Step 5: Handle the Legal Basics Early
You do not need a complex business structure to sell groceries online, but a few things matter:
- PAN registration: If you are not already registered, get your PAN from the Inland Revenue Department. It is required for merchant accounts with most digital wallets at higher transaction limits.
- VAT: Unprocessed grocery staples are generally VAT-exempt in Nepal, but packaged and processed goods may carry VAT. If your product mix is varied, check with a local accountant. Incorrect billing creates problems at renewal and audit time.
- Business registration: For a sole proprietorship, registration at your local ward office is enough to operate. Keep your paperwork ready when applying for payment gateway accounts.
Step 6: Prepare for Dashain and Tihar — Your Biggest Sales Months
The festive season — typically late September through November — is when grocery sales spike hard. Customers stock up on sel roti ingredients, dry fruits, cooking oil, sugar, and gift hampers. If you launch before Dashain, even a basic online store with consistent availability can earn you loyal repeat customers for the rest of the year.
Practical moves for the festive period:
- Stock up 2–3 weeks ahead. Supply chain delays are common right before Dashain.
- Create a "Festive Bundle" category — pre-packed sets of common items at a slight discount.
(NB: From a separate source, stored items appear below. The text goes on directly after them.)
Issue #542, opened 2020-04-20
Close email when unchecking


vertigo220:
When unchecking/deselecting an email, i.e. clearing the check box that's automatically checked when an email is opened, it should optionally close the email, as an alternate way of doing so vs clicking the x button at the top-right.

gtandersen:
@vertigo220 How would you suggest that option be presented?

- Set a clear delivery cutoff time (e.g., "Order before 12pm for same-day delivery") so you are not overwhelmed by evening rushes.
- Promote via WhatsApp Status and your shop's Facebook page. Most Nepali customers discover small businesses through social referrals, not search ads.
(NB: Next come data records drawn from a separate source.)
Issue #455, opened 2020-02-04
Date/times column in message list after midnight


kotecky:
Funny oddity rather than a bug ;) 

Date column in a message list displays a date for older messages and the time for those arrived today. Once midnight passes (if app page not refreshed?), the time is kept for the messages for the day that once was "today" and the ones arrived after midnight are displayed with a date (ipo of time). 

![dates](https://user-images.githubusercontent.com/2297444/73734993-d7114880-473e-11ea-9782-cf47aefa659d.png)

gtandersen:
@kotecky Thanks for discovering and describing this issue -- I have also noticed it on occasion but not associated it with the time of day/night.

gtandersen:
Reopening this as it occurring still/again:

![Uploading Screenshot 2023-09-12 at 08.52.22.png…]()

PR #615, opened 2020-05-28
fix(messagetable): Display time instead of the date for messages received after midnight

kvviecien:
If the last time user refreshed the page was before midnight, messages they receive after midnight will now have the time shown in the table instead of today's date (that is different than the date when user refreshed the page).

Fixes: #455


tadzik:
We may want to consider changing the previous day messages back to the date format: otherwise after a few days of runtime the only thing shown will be the hours :)

PR #774, opened 2018-04-20
Allele frequency nesting

zfisch:
Nests allele frequency fields and introduces expand/collapse functionality.

ExAC graph is only field expanded by default.


zfisch:
Good eye! I added the missing border :)

PR #776, opened 2018-04-20
Mupit

zfisch:
Adds cravat / mupit structures with links to mupit.

Mupit structures are determined in 2 places:

1. During the pipeline run as part of the automated luigi pipeline.
2. Manually using `manage.py update_mupit_structures`. This is used to update the structures of variants already in the database. It can also be run at any point in case changes are made on the MuPIT side and we need to update variants already stored in our database.


website/django/data/utilities.py
```diff
@@ -24,10 +28,104 @@ def update_autocomplete_words():
...
+def isMissenseSubstitution(ref, alt):
+    bases = ['a', 'c', 't', 'g']
+    ref = ref.lower()
+    alt = alt.lower()
+    if ref in bases and alt in bases and len(ref) == 1 and len(alt) == 1:
+        return True
+    return False
+
+
+def update_mupit_structure_for_existing_variants():
```
izcram: Is this a one time thing, or would we need to repeat it at every release? For the first case it would be could to clearly mark this, e.g. by putting all the relevant code into a separate file.

pipeline/data_merging/getMupitStructure.py
```diff
@@ -0,0 +1,134 @@
...
+        alt = variant[altIndex]
+
+        # only concerned with missense substitutions
+        if isMissenseSubstitution(ref, alt):
+            # Add empty data for each new column to prepare for data insertion by index
+            for i in range(len(new_columns_to_append)):
+                variant.append('-')
+
+            retries = 5
+            if (pos >= 32356427 and pos <= 32396972) or (pos >= 43045692 and pos <= 43125184):
```
izcram: It would be good to put these numbers into some separate module, s.t. we use consistent boundaries.

pipeline/data_merging/getMupitStructure.py
```diff
@@ -0,0 +1,134 @@
...
+                mupit_structure = get_brca_struct(chrom, pos)
+                if mupit_structure == "retry":
+                    if retries > 0:
```
izcram: There is probably some while or something similar missing somewhere. Maybe I'm missing something, but retries are not happening.

pipeline/data_merging/getMupitStructure.py
```diff
@@ -0,0 +1,134 @@
...
+        print e
+        return "retry"
+    d = json.loads(r.text)
+    structures = d['structures']
+    main_struct = None;
+    min_pref_level = sys.maxsize # max size integer
+    max_no_query_pos = -1
+    max_no_res = -1
+    pref_level_hit = False
+    for structure_id in structures:
```
izcram: Perhaps some small documentation/reference would be useful to understand what is going on in the code below.

pipeline/data_merging/getMupitStructure.py
```diff
@@ -0,0 +1,134 @@
...
+    parser = argparse.ArgumentParser(description='Determine correct BRCA structure from MuPIT.')
+    parser.add_argument('-i', '--input', type=argparse.FileType('r'),
+                        help='Input variants.')
+    parser.add_argument('-o', '--output', type=argparse.FileType('w'),
+                        help='Output variants.')
+    options = parser.parse_args()
+    return options
+
+
+def isMissenseSubstitution(ref, alt):
```
izcram: This should probably be called `isPointSubstitution` (or maybe something else) as a substitution at one position doesn't imply a missense substitution

zfisch:
NOTE: don't merge until after april/may production release

pipeline/data_merging/getMupitStructure.py
zfisch: added comment at the beginning of the function to explain how it works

Step 7: Get Your First Orders
Your first 10 customers will likely be people who already know you. That is fine. Tell your regulars about your online store. Share the link on your personal WhatsApp, post a photo of your store page on your shop's Facebook. Offer a small first-order discount — Rs. 50 off or free delivery on the first order — to convert curious visitors into paying customers.
Ask for a quick review after a successful delivery. A few honest testimonials on your store page go further than any paid advertisement when you are starting out.
Start This Week, Not This Month
Pick your top 30 products, photograph them today, and get your store live with COD and at least one digital wallet active. Do not wait for a perfect catalog of 300 products — a live store with 30 items beats a planned store that never launches. Once your first 20 orders come in, you will know exactly what to fix, what to expand, and which delivery method actually works for your area.
The kirana model works. Online just means more customers, cleaner order tracking, and fewer missed calls at dinner time.